PR #5151, opened 2023-04-04
Notifications refactor (#5151

### LINKED ISSUE #4924: Refactor emails to be sent based on notification model
We're currently scheduling emails and creating notification models side by side, this doesn't make sense – the email should be scheduled from a processor that reacts to the notifications.create event.

tommoor:
Refactoring the notifications pipeline to allow for in-app notifications. This is a fair amount of changes, mainly moving code around – now the logic is:

- `NotificationsProcessor` listens for events that should have notifications and enqueues tasks to calculate them
- `XNotificationsTask`'s calculate which users need a notification for each specific event based on team, subscriptions, mentioned etc and create `Notification` rows
- `EmailsProcessor` listens for `notifications.create` event from new notification rows and enqueues one more task to email a version of the notification where applicable. (In the future this will be more advanced, right now we just email most things)

---

Notably, calculating the HTML content for emails has moved to the email presenter classes – previously it was in each `NotificationsTask`, now these just create database rows and nothing else. 

closes #4924


server/queues/processors/EmailsProcessor.ts
```diff
@@ -0,0 +1,100 @@
...
+    }
+
+    const notificationId = notification.id;
+
+    switch (notification.event) {
+      case NotificationEventType.UpdateDocument:
+      case NotificationEventType.PublishDocument: {
+        await new DocumentPublishedOrUpdatedEmail(
+          {
+            to: notification.user.email,
```
tommoor, line 31: Going to let this sit for a day or so, but I think one last refactor is needed here so that the Email presenters just take the `notification` record and don't need it split out like this…

PR #5167, opened 2023-04-08
Revert "Upgrade MermaidJS (#5043" (#5167

tommoor:
Reverts outline/outline#5043 – caused a Vite reload loop in local dev, unclear at this time why.


Awoolyx:
@tommoor, is it possible that the Vite reload loop is caused by the move from CJS to ESM that is breaking something? CJS was dropped entirely (highlighted in the v10.0.0 release notes). There are a few other breaking changes in v10, not sure if you are aware. Check the v10.0.0 release notes.

I can investigate if you'd like, as the current version 9.3.0 is missing e.g. timeline functionality.

tommoor:
> is it possible that the Vite reload loop is caused by the move from CJS to ESM

It's possible, I probably won't have a chance to investigate for a while

PR #5193, opened 2023-04-12
OICD Profile name is not mandatory anymore

jrevillard:
Related to https://github.com/outline/outline/discussions/4766


tommoor:
Thanks, kept the check but moved it in 821c9368f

+---+

What to work on: Produce only the lines from the line containing "Notifications refactor (#5151" through the line containing "to calculate them", inclusive of both, exactly as they stand in the entries above.

Answer box:
Notifications refactor (#5151

### LINKED ISSUE #4924: Refactor emails to be sent based on notification model
We're currently scheduling emails and creating notification models side by side, this doesn't make sense – the email should be scheduled from a processor that reacts to the notifications.create event.

tommoor:
Refactoring the notifications pipeline to allow for in-app notifications. This is a fair amount of changes, mainly moving code around – now the logic is:

- `NotificationsProcessor` listens for events that should have notifications and enqueues tasks to calculate them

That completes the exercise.